Coll Antropol. 2003 Jun;27(1):125-33.
Darier's disease (Dyskeratosis follicularis, DD) is a genetic disorder characterized by pathogenetic changes of keratinization with variant forms of cutaneous phenotype. Recently, it has been showed that Darier's disease cause mutations in the ATP2A2 gene, at 12q24.1. The gene encodes sarco-endoplasmic reticulum calcium ATPase type 2 (SERCA2). Mutations in exon 15 are reported to be the most consistent mutations associated with the acral hemorrhagic type of Darier's disease. By direct sequencing we investigated exon 15 of the ATP2A2 gene in a Croation family in which one member had a hemorrhagic Darier's disease, but did not record any mutation in the family we investigated. Our results show that mutations in exon 15 of the ATP2A2 gene are not a necessary prerequisite for acral hemorrhagic type of Darier's disease. Our finding support the variability of clinical manifestations of Darier's disease and lack of genotype/phenotype consistency.

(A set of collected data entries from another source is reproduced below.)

PR #5707, opened 2025-08-09
[COST-6495] - fix GCP table missing invoice month on insert

lcouzens:
## Jira Ticket

[COST-6495](https://issues.redhat.com/browse/COST-6495)

## Description

This change will include invoice month when selecting data from trino to insert into postgres table `reporting_gcpcostentrylineitem_daily_summary` and adds new logic to make sure when we run cross invoice months we insert the correct bill id per invoice month.

Before this change we would run summary for both month partitions but not consider invoice month, meaning we would insert data twice if we had already ran summary for the last day of the month for a previous manifest. 
For example we have the following manifests:

 2025-07-30|2025-07-31 04:28:58+00:00
 2025-07-31|2025-08-01 04:57:13+00:00

When we run summary for the first manifest we use start and end dates of 2025-07-30 and 2025-07-31. This means we select two days of data from the year and month partitions 2025 and 07 respectively. So far so good! 

However when we run summary for the second manifest, we collect the range of months since we cross a boundary. This then means we run the following start/end dates 2025-07-31 and 2025-08-01 with both month partitions (07 + 08). 

(datetime.date(2025, 7, 31), datetime.date(2025, 8, 1)), {'year': '2025', 'month': '08'}
(datetime.date(2025, 7, 31), datetime.date(2025, 8, 1)), {'year': '2025', 'month': '07'}

The problem here is we have already inserted data for the 2025-07-31 for the invoice month 202507 with the previous manifest, but because we are not filtering on invoice month when we select the data for the new invoice month we duplicate the data being inserted for the 31st. This woudnt be a problem if the same data was deleted prior to insert but our deletions use the bill_id (which is based of invoice month).

## Testing filter flow

1. Checkout Branch
2. Restart Koku
3. Create a GCP storage only provider (using the Dev account + the lcouzens filtered data bucket)
4. Post the report already uploaded to that bucket "gcp.csv" twice once per invoice month.
5. This is done via the ingress reports api /api/cost-management/v1/ingress/reports/
6. payload should look something like this: {'source': '1', 'bill_year': '2025', 'bill_month': '07', 'reports_list': ['gcp.csv']}
7. Once ingested check trino tables for data compared to postgress, check these tables between posting. You should see no duplicated data

    TRINO: `select sum(cost), source, invoice_month from gcp_line_items_daily group by source, invoice_month order by source, invoice_month;`
    POSTGRES: select sum(unblended_cost), invoice_month from reporting_gcpcostentrylineitem_daily_summary group by invoice_month order by invoice_month;
    

## Testing standard flow

1. Checkout Branch
2. Restart Koku
3. Run IQE test with bigquery enabled `ENV_FOR_DYNACONF=local iqe tests plugin cost_management -k "api_gcp_ingest_single or api_gcp_source_raw_calc" -vv --pdb --trace` while utilising this nise branch https://github.com/project-koku/nise/pull/564 (That creates crossover data)
4. Once ingested check trino tables for data compared to postgress, you should see no duplicated data

    TRINO: `select sum(cost), source, invoice_month from gcp_line_items_daily group by source, invoice_month order by source, invoice_month;`
    POSTGRES: select sum(unblended_cost), invoice_month from reporting_gcpcostentrylineitem_daily_summary group by invoice_month order by invoice_month;

On main this above test would have duplicated date on the 1st of Aug.

## Release Notes
- [ ] proposed release note

```markdown
* [COST-6495](https://issues.redhat.com/browse/COST-6495) Fix cross over month duplication
```

### DIFF
--- a/koku/masu/database/gcp_report_db_accessor.py
+++ b/koku/masu/database/gcp_report_db_accessor.py
@@ -60,25 +60,25 @@ class GCPReportDBAccessor(SQLScriptAtomicExecutorMixin, ReportDBAccessorBase):
     def line_item_daily_summary_table(self):
         return GCPCostEntryLineItemDailySummary
 
-    def populate_ui_summary_tables(self, start_date, end_date, source_uuid, tables=UI_SUMMARY_TABLES):
+    def populate_ui_summary_tables(
+            self, start_date, end_date, source_uuid, invoice_month, tables=UI_SUMMARY_TABLES
+            ):
         """Populate our UI summary tables (formerly materialized views)."""
-        invoice_month_list = self.date_helper.gcp_find_invoice_months_in_date_range(start_date, end_date)
-        for invoice_month in invoice_month_list:
-            for table_name in tables:
-                sql = pkgutil.get_data("masu.database", f"sql/gcp/{table_name}.sql")
-                sql = sql.decode("utf-8")
-                # Extend the end date past the end of the month & add the invoice month
-                # in order to include cross over data.
-                extended_end_date = end_date + relativedelta(days=2)
-                sql_params = {
-                    "start_date": start_date,
-                    "end_date": extended_end_date,
-                    "schema": self.schema,
-                    "source_uuid": source_uuid,
-                    "invoice_month": invoice_month,
-                }
+        for table_name in tables:
+            sql = pkgutil.get_data("masu.database", f"sql/gcp/{table_name}.sql")
+            sql = sql.decode("utf-8")
+            # Extend the end date past the end of the month & add the invoice month
+            # in order to include cross over data.
+            extended_end_date = end_date + relativedelta(days=2)
+            sql_params = {
+                "start_date": start_date,
+                "end_date": extended_end_date,
+                "schema": self.schema,
+                "source_uuid": source_uuid,
+                "invoice_month": invoice_month,
+            }
 
-                self._prepare_and_execute_raw_sql_query(table_name, sql, sql_params, operation="DELETE/INSERT")
+            self._prepare_and_execute_raw_sql_query(table_name, sql, sql_params, operation="DELETE/INSERT")
 
     def get_cost_entry_bills_query_by_provider(self, provider_uuid):
         """Return all cost entry bills for the specified provider."""
--- a/koku/masu/database/gcp_report_db_accessor.py
+++ b/koku/masu/database/gcp_report_db_accessor.py
@@ -99,7 +99,7 @@ class GCPReportDBAccessor(SQLScriptAtomicExecutorMixin, ReportDBAccessorBase):
         return GCPCostEntryBill.objects.filter(billing_period_start__lte=date)
 
     def populate_line_item_daily_summary_table_trino(
-        self, start_date, end_date, source_uuid, bill_id, markup_value, invoice_month_date
+        self, start_date, end_date, source_uuid, bill_id, markup_value, invoice_month
     ):
         """Populate the daily aggregated summary of line items table.
 
@@ -138,6 +138,7 @@ class GCPReportDBAccessor(SQLScriptAtomicExecutorMixin, ReportDBAccessorBase):
             "schema": self.schema,
             "table": TRINO_LINE_ITEM_TABLE,
             "source_uuid": source_uuid,
+            "invoice_month": invoice_month,
             "markup": markup_value or 0,
             "bill_id": bill_id,
         }
--- a/koku/masu/processor/gcp/gcp_report_parquet_summary_updater.py
+++ b/koku/masu/processor/gcp/gcp_report_parquet_summary_updater.py
@@ -110,7 +110,7 @@ class GCPReportParquetSummaryUpdater(PartitionHandlerMixin):
                     self._provider.uuid, start, end, filters
                 )
                 accessor.populate_line_item_daily_summary_table_trino(
-                    start, end, self._provider.uuid, current_bill_id, markup_value, invoice_month_date
+                    start, end, self._provider.uuid, current_bill_id, markup_value, invoice_month
                 )
                 accessor.populate_ui_summary_tables(start, end, self._provider.uuid)
             accessor.populate_tags_summary_table(bill_ids, start_date, end_date)
--- a/koku/masu/processor/gcp/gcp_report_parquet_summary_updater.py
+++ b/koku/masu/processor/gcp/gcp_report_parquet_summary_updater.py
@@ -52,7 +52,6 @@ class GCPReportParquetSummaryUpdater(PartitionHandlerMixin):
             (str, str) A start date and end date.
 
         """
-        invoice_month = kwargs.get("invoice_month")
         start_date, end_date = self._get_sql_inputs(start_date, end_date)
 
         with CostModelDBAccessor(self._schema, self._provider.uuid) as cost_model_accessor:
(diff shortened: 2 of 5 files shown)


koku/masu/database/trino_sql/gcp/get_invoice_months_and_dates.sql
```diff
@@ -0,0 +1,6 @@
+SELECT
+    invoice_month, min(usage_start_time), max(usage_start_time)
+    FROM gcp_line_items_daily
+    WHERE usage_start_time > {{start_date}}
+    AND usage_start_time <= {{end_date}}
+    group by invoice_month
```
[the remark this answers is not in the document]
lcouzens: Good catch! I need to add that.

koku/masu/database/trino_sql/gcp/get_invoice_months_and_dates.sql
```diff
@@ -0,0 +1,7 @@
+SELECT
+    invoice_month, min(usage_start_time), max(usage_start_time)
+    FROM hive.{{schema | sqlsafe}}.gcp_line_items_daily
+    WHERE usage_start_time > {{start_date}}
```
myersCody: I have a couple of notes about this query. 
1. We most likely want to include the start date in this one: 
```
usage_start_time >= DATE('2025-08-01')
```
2. This query doesn't really utilize partition pruning well. I ran explain analyze on it locally:
```
  year:string:PARTITION_KEY
                :: [[2025]]
            month:string:PARTITION_KEY
                :: [[06], [07], [08]]
            source:string:PARTITION_KEY
                :: [[4fd28550-2225-4d2c-b1a7-f2fc20b4b359]]
```
Notice it is comparing the `usage_start_time` fields for ALL of the partitions available within Trino.

This query does a better job of pruning our partitions down to the current month and the previous month:
```
SELECT
    invoice_month, min(usage_start_time), max(usage_start_time)
    FROM gcp_line_items_daily
    WHERE usage_start_time >= DATE('2025-08-01')
    AND usage_start_time <= DATE('2025-08-12')
    AND source = '4fd28550-2225-4d2c-b1a7-f2fc20b4b359'
    AND (
        month = LPAD(CAST(EXTRACT(MONTH FROM DATE('2025-08-01')) AS VARCHAR), 2, '0')
        OR month = LPAD(CAST(EXTRACT(MONTH FROM DATE('2025-08-01') - INTERVAL '1' MONTH) AS VARCHAR), 2, '0')
    )
    AND year = CAST(EXTRACT(YEAR FROM DATE('2025-08-01')) AS VARCHAR)
    group by invoice_month;
```

Example Return:
```
 invoice_month |          _col1          |          _col2
---------------+-------------------------+-------------------------
 202508        | 2025-08-01 00:00:00.000 | 2025-08-12 00:00:00.000
 202507        | 2025-08-01 00:00:00.000 | 2025-08-01 00:00:00.000
(2 rows)
```
When I ran explain analyze on it, it limited our search to the last two partitions:
```
year:string:PARTITION_KEY
                :: [[2025]]
            month:string:PARTITION_KEY
                :: [[07], [08]]
            source:string:PARTITION_KEY
                :: [[4fd28550-2225-4d2c-b1a7-f2fc20b4b359]]
```

koku/masu/database/trino_sql/gcp/openshift/populate_daily_summary/1_resource_matching_by_cluster.sql
```diff
@@ -43,7 +43,7 @@ WITH cte_usage_date_partitions as (
     select
         year,
         month
-    from gcp_line_items_daily
+    from hive.{{schema | sqlsafe}}.gcp_line_items_daily
```
myersCody, line 46: We have a similar issue with partition pruning here as well. We can either update this query too. 

Or we could potentially look into adding a for loop logic to call these files per invoice month like you did [with this logic](https://github.com/project-koku/koku/pull/5707/files#diff-670e788c13a5df6405f8bbb354667d7a69266bf8684a3538138d84e33189920bR74-R78)
```
invoice_month_dates = accessor.fetch_invoice_months_and_dates(
                    start_date, end_date, self._provider.uuid
                )
for invoice_month, invoice_start, invoice_end in invoice_month_dates:
      invoice_month_date = DateHelper().invoice_month_start(invoice_month).date()
      bills = accessor.bills_for_provider_uuid(self._provider.uuid, invoice_month_date)
```
to the `opulate_ocp_on_gcp_cost_daily_summary_trino` call. The benefit of that route is that is keeps how we grab the invoice month and usage dates consistent. So an update in one query won't get missed in the other query. However, there is likely a degree of difficulty with this route too. So totally up to you on how we improve it.

lcouzens: Right I was wondering similar and thinking about the partitions too. I like your solution above so I'll try and get that in. I also noticed I messed up the `>=` :smile: that was unintentional and broke the smoke tests.

koku/masu/database/trino_sql/gcp/openshift/populate_daily_summary/1_resource_matching_by_cluster.sql
```diff
@@ -43,10 +43,18 @@ WITH cte_usage_date_partitions as (
...
     where usage_start_time >= {{start_date}}
     AND usage_start_time <= {{end_date}}
     AND source = {{cloud_provider_uuid}}
+    AND (
+        month = LPAD(CAST(EXTRACT(MONTH FROM DATE({{start_date}})) AS VARCHAR), 2, '0')
+        OR month = LPAD(CAST(EXTRACT(MONTH FROM DATE({{end_date}})) AS VARCHAR), 2, '0')
```
myersCody: This version of the query, doesn't pick up valid cross over data:
```
trino:org1234567> SELECT
               ->     invoice_month, min(usage_start_time), max(usage_start_time)
               ->     FROM gcp_line_items_daily
               ->     WHERE usage_start_time >= DATE('2025-08-01')
               ->     AND usage_start_time <= DATE('2025-08-12')
               ->     AND source = '4fd28550-2225-4d2c-b1a7-f2fc20b4b359'
               ->     AND (
               ->         month = LPAD(CAST(EXTRACT(MONTH FROM DATE('2025-08-01')) AS VARCHAR), 2, '0')
               ->         OR month = LPAD(CAST(EXTRACT(MONTH FROM DATE('2025-08-12')) AS VARCHAR), 2, '0')
               ->     )
               ->     AND year = CAST(EXTRACT(YEAR FROM DATE('2025-08-01')) AS VARCHAR)
               ->     group by invoice_month;
 invoice_month |          _col1          |          _col2
---------------+-------------------------+-------------------------
 202508        | 2025-08-01 00:00:00.000 | 2025-08-12 00:00:00.000
(1 row)
```
For example data has a usage start of August first, but has an invoice month of `202507`

koku/masu/database/gcp_report_db_accessor.py
```diff
@@ -56,25 +56,23 @@ def __init__(self, schema):
...
-                    "schema": self.schema,
-                    "source_uuid": source_uuid,
-                    "invoice_month": invoice_month,
-                }
+        for table_name in tables:
+            sql = pkgutil.get_data("masu.database", f"sql/gcp/{table_name}.sql")
+            sql = sql.decode("utf-8")
+            # Extend the end date past the end of the month & add the invoice month
+            # in order to include cross over data.
+            extended_end_date = end_date + relativedelta(days=2)
```
myersCody: I would double check if the end_date still needs to be extended now that you are dynamically finding the date range using Trino. It depends on all the places this method is being called.

koku/masu/processor/gcp/gcp_report_parquet_summary_updater.py
```diff
@@ -64,55 +63,53 @@ def update_summary_tables(self, start_date, end_date, **kwargs):
...
+            # We need to update/insert for both invoice months when dates cross a boundry
             with schema_context(self._schema):
-                if invoice_month:
+                # Dynamically lookup invoice and date ranges from trino data
+                invoice_month_dates = accessor.fetch_invoice_months_and_dates(
+                    start_date, end_date, self._provider.uuid
+                )
+                for invoice_month, invoice_start, invoice_end in invoice_month_dates:
                     invoice_month_date = DateHelper().invoice_month_start(invoice_month).date()
                     bills = accessor.bills_for_provider_uuid(self._provider.uuid, invoice_month_date)
```
myersCody: Optional: You could add `invoice_month` as an optional param to the `bills_for_provider_uuid` method for GCP. Then move the:
```
invoice_month_date = DateHelper().invoice_month_start(invoice_month).date()
```
logic inside of the method:
```
def bills_for_provider_uuid(self, provider_uuid, start_date=None):
        """Return all cost entry bills for provider_uuid on date."""
        bills = self.get_cost_entry_bills_query_by_provider(provider_uuid)
        if start_date:
            if isinstance(start_date, str):
                start_date = parse(start_date)
            bill_date = start_date.replace(day=1)
            bills = bills.filter(billing_period_start=bill_date)
        return bills
```
This would provide us with a consistent way to get the bills for a provider_uuid based on the invoice month.

koku/masu/database/trino_sql/gcp/openshift/populate_daily_summary/1_resource_matching_by_cluster.sql
lcouzens: The crossover data is built into the dates being passed in. As in the start/end dates are based on usage dates not partition times during file processing, so we shouldnt need to deviate from those. Please test it yourself too though but it works correctly for me, so I think I'm correct.

koku/masu/database/gcp_report_db_accessor.py
lcouzens: Right I'm not sure we need this anymore either. I can test without it and see if it can be removed.

koku/masu/processor/gcp/gcp_report_parquet_summary_updater.py
lcouzens: Good idea!

lcouzens: Done

koku/masu/database/gcp_report_db_accessor.py
lcouzens: Removed it and my crossover data still showed up :+1:

koku/masu/database/trino_sql/gcp/openshift/populate_daily_summary/1_resource_matching_by_cluster.sql
myersCody: Sorry, I am really not following `the partition times during file processing` part of your reply. For additional context here, I wrote a bigquery sql statement that helped me fuel the potential cross over data scenarios.  I went ahead and added `_PARTITION_TIME`  to that SQL just in case it is helpful to you since you mentioned it. 

My previous query, was me testing it myself?  For clarity I was using the second row from the bigquery return as my example:

```
invoice_month usage_start_time usage_end_time partition_date
202204	2022-03-31	2022-04-01	2022-04-01 00:00:00 UTC
202207	2022-08-01	2022-08-01	2022-08-01 00:00:00 UTC
202210	2022-09-30	2022-09-30	2022-10-01 00:00:00 UTC
```

myersCody: Also, for more clarity we are NOT deviating or manipulating the the usage dates in any way in that SQL statement. What we are trying to determine is which trino partitions might we find the those usage dates. For the GCP flow, the data is partitioned based on the invoice month. Therefore, the `2022-08-01` data in that example lives in the `07` partition. All we are trying to do is tell Trino to search that partition as well for our date range.

lcouzens: YES! Yesterday I was totally forgetting that the invoice month drove the partitions :face_exhaling: Thanks for reminding me.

达里埃病(毛囊角化不良,DD)是一种遗传性疾病,其特征是角质化的致病变化伴有多种皮肤表型。最近,研究表明达里埃病会导致位于12q24.1的ATP2A2基因突变。该基因编码2型肌浆网钙ATP酶(SERCA2)。据报道,外显子15中的突变是与肢端出血型达里埃病相关的最一致的突变。通过直接测序,我们对一个克罗地亚家族的ATP2A2基因外显子15进行了研究,该家族中有一名成员患有出血性达里埃病,但在我们研究的家族中未记录到任何突变。我们的结果表明,ATP2A2基因外显子15中的突变不是肢端出血型达里埃病的必要先决条件。我们的发现支持了达里埃病临床表现的变异性以及基因型/表型一致性的缺乏。